Su Venezia è stata esposta anche “La città segreta”, dal Premio Terna, riquadri a forma di rombo che evocano le decorazioni di Palazzo Ducale con inseriti dei cerchi come “oculi”: l’installazione comprende le luci che si accendono quando ci si avvicina, si vedono i motivi floreali, il panorama con il cielo, le gondole e i gabbiani, mentre si diffondono le musiche di Luca D’Alberto. Così l’artista cerca di penetrare  e far cogliere la bellezza segreta, dietro la facciata, della città lagunare.

 “Ecce…  monstrum” si ispira a un’altra città frequentata e amata dall’artista, Roma:  è un’installazione  che evoca il portale del Palazzetto Zuccari, a Trinità dei Monti.  Ci sono i rilievi che decorano le arcate e sono stati inseriti degli specchi: salendo su uno sgabello si possono vedere i propri occhi riflessi con effetti speciali nella percezione che ciascuno ha come unica e personale.
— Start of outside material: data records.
PR #7086, opened 2020-10-07
Improved consistency of RB data for table mri_upload.

nicolasbrossard:
## Brief summary of changes

Given that:

1. There is currently only one user in raisin bread: `admin`.
2. The MRI incoming directory is set to `/data/incoming`.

In questo, ci dice la stessa autrice, “l’arte contemporanea rivela la sua vera essenza, qualcosa di vivo in cui anche l’osservatore può essere chiamato a partecipare in modo attivo alla creazione artistica”.

Le installazioni su grandi temi

Gabriella Fabbri non è solo l’artista del cosmo e delle ombre, immersa nella ricerca all’esterno sull’universo e all’interno sull’angoscia esistenziale; e non si limita ad un’attenzione che diventa omaggio per le città più care, da L’Aquila a Venezia e Roma. Apre la sua visione artistica ai grandi temi della vita, dalla libertà all’incontro tra mondi, con acuta sensibilità e forza espressiva.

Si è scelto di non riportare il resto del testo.